In the late-1960s, a 17-year-old student at Lakewood High School, north of Seattle, would routinely walk the halls with a briefcase full of gadgets and magazines.
A teacher at his school had procured a $3,000 teletype computer, and the nerdy teen and two pals quickly became obsessed — spending countless hours each day in the lab while their classmates engaged in more common activities for kids their age.
One was Bill Gates, who would go on to found Microsoft. The other was Paul Allen, his co-founder.
The teen with the briefcase was named Kent Evans, and he seemed to be destined for similar career success.
Except Evans died in a mountaineering accident right before graduation — a tragic mishap that Gates still routinely reflects on.
Author Morgan Housel shared these details in his best-selling book The Psychology of Money — and it has some key lessons for us.
Most of us like to chalk our success up to countless hours we’ve spent working on our craft, some skills we’ve honed over time, a relentless passion for our trade that others just don’t have.
And there may be some validity to this.
But when we look at our achievements, we hardly ever acknowledge the role that time and circumstance have played or the unexpected breaks we’ve caught along the way.

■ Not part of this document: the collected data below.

PR #3394, opened 2016-02-02
move to func for SubscriptionAuthorizer

SimonCropp:


andreasohlund:
Is there some doco that needs to be updated?

SimonCropp:
There isnt any yet. I have a local branch for it

PR #3397, opened 2016-02-02
Delayed delivery

timbussmann:
* `SendOptions.DoNotDeliverBefore` now accepts a `DateTimeOffset` instead of a `DateTime`. Note that `DateTime` can be implicitly cast to `DateTimeOffset` so it does not affect "existing" code.
* `SendOptions.DoNotDeliverBefore` does no longer throw an exception when defering messages to the past. The `TimeoutManager` sends them immediately instead. Need to verify with transports supporting native delayed delivery if this causes the same behavior.
* DeliveryConstraint can now be added to the context directy. Adjusted the extension methods and removed the `ApplyDelayedDeliveryConstraintBehavior` because it's no longer necessary when directly setting the constraints on the context. :tada:


timbussmann:
@Particular/nservicebus-maintainers @Particular/transport-maintainers please review

src/NServiceBus.AcceptanceTests/DelayedDelivery/When_deferring_a_message_to_the_past.cs
```diff
@@ -0,0 +1,60 @@
...
+    using System.Threading.Tasks;
+    using NServiceBus.AcceptanceTesting;
+    using NServiceBus.AcceptanceTests.EndpointTemplates;
+    using NServiceBus.Features;
+    using NUnit.Framework;
+
+    public class When_deferring_a_message_to_the_past : NServiceBusAcceptanceTest
+    {
+        [Test]
+        public async Task Should_deliver_message_now()
```
tmasternak: I think that it is not clear what is the purpose of this test. My understanding is that primary goal is to prove that exception is not thrown. If I'm right can we change the name to reflect that? Also this test proves that message will be delivered in test timeout period which is 20 sec which makes 'now' a bit misleading as well.

tmasternak:
A bit off topic. Do we really need both `DelayDeliveryWith` and `DoNotDeliverBefore`?

src/NServiceBus.AcceptanceTests/DelayedDelivery/When_deferring_a_message_to_the_past.cs
timbussmann: by testing for an exception, this would be an unit test which does not verify the complete behavior of the send API. The test verifies that messages "sent to the past" are delivered immediately. I wanted to avoid the word immediately because it can cause confusion regarding "immediate dispatch" which is a different API.

tmasternak: :+1:

timbussmann:
> A bit off topic. Do we really need both DelayDeliveryWith and DoNotDeliverBefore?

from an API perspective I think we should provide a `TimeSpan` and a `DateTime(Offset)` option, yes. There may be business cases which have "do this in 5 hours from now" and some with "at the end of month" semantics.

tmasternak:
I agree with business cases. That said I think that apart from the API level we should be using only one constraint which is "DeliverAt" in the end all the constraints translate to this [before](https://github.com/Particular/NServiceBus/blob/develop/src/NServiceBus.Core/DelayedDelivery/RouteDeferredMessageToTimeoutManagerBehavior.cs#L51) we send message to `TimeoutManager`.

timbussmann:
yea we could indeed translate the TimeSpan to a DateTime earlier in the API. But this is definitely out of scope.

tmasternak:
> A bit off topic 

Fully agree. Should we make an issue for that?

andreasohlund:
This is why we added both; https://github.com/Particular/NServiceBus/pull/1353#issuecomment-21704188


is that still relevant?

timbussmann:
> is that still relevant?

I think yes.

> Should we make an issue for that?

not sure tbh

src/NServiceBus.AcceptanceTests/DelayedDelivery/When_deferring_a_message_to_the_past.cs
danielmarbach: `Should_deliver_message_immediately` would be better in my opinion

src/NServiceBus.Core/DeliveryConstraints/DeliveryConstraintContextExtensions.cs
```diff
@@ -3,55 +3,45 @@ namespace NServiceBus.DeliveryConstraints
...
-        /// Tries to retrieves an instance of <typeparamref name="T"/> from a <see cref="IRoutingContext"/>.
-        /// </summary>
-        public static bool TryGetDeliveryConstraint<T>(this IRoutingContext context, out T constraint) where T : DeliveryConstraint
-        {
-            List<DeliveryConstraint> constraints;
+                context.Set(constraints);
+            }
 
-            if (context.Extensions.TryGet(out constraints))
+            if (constraints.Any(c => c.GetType() == constraint.GetType()))
```
danielmarbach: Maybe this is neglectable because we should not have many delivery constraints. But still I want to mention it here:

I think we should try to avoid LINQ if we can in operations inside the pipeline for performance and mem allocation reasons. Should we just use a Set or a Dictionary here?

tmasternak:
> This is why we added both; #1353 (comment)

@andreasohlund not sure I get the reasoning. But let's not derail this one. I'll open an issue when I go through the thread and if I still be in doubt.

src/NServiceBus.AcceptanceTests/DelayedDelivery/When_deferring_a_message_to_the_past.cs
timbussmann: :-1: I still think this may cause conflicts with the immediate dispatch feature.

danielmarbach: The problem is `now` has no meaning. Was even more confusing

tmasternak: I think that immediate is also confusing. It is hard to prove with test that something is immediate or happens now as we do not have a definition of those terms. Maybe it should just be `Should_deliver_message`.

src/NServiceBus.Core/DeliveryConstraints/DeliveryConstraintContextExtensions.cs
timbussmann: discussed the options with daniel and we decided to keep the current implementation.

timbussmann:
@Particular/nservicebus-maintainers can you merge this?

danielmarbach:
I'll do when green

PR #3404, opened 2016-02-03
[WIP] Upgrade to Nunit 3.0

danielmarbach:


Scooletz:
Do you plan to make if in Core v6? If yes, this will affect AcceptanceTests which is dependent on the NUnit. This will require the update in all the transports. Am I right?

danielmarbach:
We could exclude the ATTs. I think it would just be a matter of declaring the nuspec Nunit dependency to [2.0.0,4.0.0). Most things that need to be refactored are already available in Nunit 2.6.4

Scooletz:
If the update is a simple replacement of version, that's ok :) I haven't used NUnit 3.0 yet.

danielmarbach:
@Particular/tf-async-persistence @Particular/tf-async-transport this would influence the transports and persistence as well. Would that be a problem?

danielmarbach:
@Particular/nservicebus-maintainers how would we play the upgrade of the TC configuration? If I recall correctly we have to choose the NUnit version on the build step. Should we move to an approach where the nunit runner is added as a nuget package reference and the build server just picks it based on a path convention?

bording:
The 3.0 console test runner can run 2.6 tests because they ship it with a v2 plugin. I'm running the RabbitMQ tests locally right now that way.

danielmarbach:
Closing this until we decided.

PR #3408, opened 2016-02-03
remove custom MsmqLabelGenerator delegate

SimonCropp:


danielmarbach:
@SimonCropp should we have a general discusion about pros/cons of custom delegates outside this PR and then come up with some guidelines? For example in this case I think the custom delegate has the advantage of exposing documentation while Func<,> not really.

SimonCropp:
@danielmarbach the problem with the named delegate is it makes it difficult to evolve in a non breaking way.

PR #3409, opened 2016-02-04
throw from notimplemented  from HasSupportFor

SimonCropp:
this is `TreatAsErrorFromVersion = "6.0",` from v6 then it cannot be
possibly used, since people need to recompile to target. So we may as
well throw notimplemented from inside

### DIFF
--- a/src/NServiceBus.Core/Persistence/PersistenceDefinition.cs
+++ b/src/NServiceBus.Core/Persistence/PersistenceDefinition.cs
@@ -53,7 +53,7 @@
             ReplacementTypeOrMember = "HasSupportFor<T>()")]
         public bool HasSupportFor(Storage storage)
         {
-            return storageToActionMap.ContainsKey(StorageType.FromEnum(storage));
+            throw new NotImplementedException();
         }
 
         /// <summary>


danielmarbach:
Could you improve the type a bit? For example there is HasSupport(Type storage) but no Support(Type storage). If HasSupport(Type storage) remains why is there no check that the type is a subtype of storage type? Also the obsolete of Supports points to Supports<T>() which doesn't exist (you have to pass in a cfg action)

danielmarbach:
ping @SimonCropp https://github.com/Particular/NServiceBus/pull/3409#issuecomment-179663304

SimonCropp:
@danielmarbach sorry u lost me on https://github.com/Particular/NServiceBus/pull/3409#issuecomment-179663304 

i am just removing redundant code. r u proposing something different?

danielmarbach:
* `HasSupport` we have two versions
 * https://github.com/Particular/NServiceBus/blob/notimplementedFromHasSupportFor/src/NServiceBus.Core/Persistence/PersistenceDefinition.cs#L62 and
 * https://github.com/Particular/NServiceBus/blob/notimplementedFromHasSupportFor/src/NServiceBus.Core/Persistence/PersistenceDefinition.cs#L70
* `Supports` only has one version
 * https://github.com/Particular/NServiceBus/blob/notimplementedFromHasSupportFor/src/NServiceBus.Core/Persistence/PersistenceDefinition.cs#L16
 * Should we for consistency reasons add `protected void Supports(Type storageType,...)` ? (maybe not because one is protected and the other one is public, but I'm asking to discuss)
* Obsolete https://github.com/Particular/NServiceBus/blob/notimplementedFromHasSupportFor/src/NServiceBus.Core/Persistence/PersistenceDefinition.cs#L32 points to `Supports<T>` but the real signature is `Supports<T>(Action<SettingsHolder> action)`

Issue #1939, opened 2014-02-01
Better error message for overlapping endpoint mappings


SimonCropp:
so this

```
    <MessageEndpointMappings >
      <add Assembly="Common" Endpoint="endpoint1" />
      <add Assembly="Common" Endpoint="endpoint2" />
```

results in this

```
System.Configuration.ConfigurationErrorsException occurred
  HResult=-2146232062
  Message=The entry 'Common' has already been added. (C:\Code\ProductionTests\src\WireCompatTest\Current\bin\Debug\Current.dll.config line 12)
  Source=System.Configuration
  BareMessage=The entry 'Common' has already been added.
  Filename=C:\Code\ProductionTests\src\WireCompatTest\Current\bin\Debug\Current.dll.config
  Line=12
  StackTrace:
       at System.Configuration.ConfigurationElementCollection.BaseAdd(ConfigurationElement element, Boolean throwIfExists, Boolean ignoreLocks)
  InnerException: 
```

Now @andreasohlund says we "explicitly dont support this".

If this is a scenario we explicitly dont support we should throw an explicit error message explaining why.

DevinSRose:
+1

danielmarbach:
Assigned to @timbussmann He will verify the current behavior in v6 and take actions if needed.

timbussmann:
Current v6 version still throws the same unhelpful exception message.

timbussmann:
The exception is thrown because of the `throwIfExists` parameter set to true here: https://github.com/Particular/NServiceBus/blob/develop/src/NServiceBus.Core/Routing/MessageEndpointMappingCollection.cs#L118

If we set that to false, it the later would just overwrite the first entry. I think this would be the better solution since we already have an overwrite logic when registering subclasses. What do you think @Particular/nservicebus-maintainers @SimonCropp ?

timbussmann:
Slightly changed my mind on my previous that statement. Since allowing overwrites could lead to unexpected behavior due to configuration mistakes, we really should just improve the exception message. At this point we are already thinking about removing message endpoint mappings altogether, so changing behavior is probably not something we want to do.

timbussmann:
a better exception message will be thrown with 6.1

PR #4136, opened 2016-09-15
Allow MEM entries to overwrite each other

timbussmann:
Fixes https://github.com/Particular/NServiceBus/issues/1939 by allowing duplicate entries. Last one wins.

As mentioned in the linked issue, I think behavior is acceptable since different mappings may overwrite each other already. E.g. a mapping for a type overwrites mappings from namespace mappings which overwrites full assembly mappings.

Thoughts? /cc @SimonCropp


timbussmann:
talked with @bording about this and during that conversation I changed my mind. We think at this point we don't want to change that behavior and instead really just provide a better error message to identify the configuration error.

"Luck and risk are both the reality that every outcome in life is guided by forces other than individual effort," Housel writes. "They are so similar that you can't believe in one without equally respecting the other other. They both happen because the world is too complex to allow 100 percent of your actions to dictate 100 percent of your outcomes."
Housel believes risk and luck are essentially doppelgangers and that the line between them is so thin, we can easily be duped into reaching wrong conclusions.
So he encourages us two consider two rules:1. Be careful who you praise and admire2. Be careful who you look down upon and wish to avoid becoming
For us as leaders, the key lesson for us might be that those at the top haven't necessarily discovered the pathway to achievement that we absolutely have to follow.
It might just mean they've caught some pretty fortunate breaks along the way — and that ours are still to come.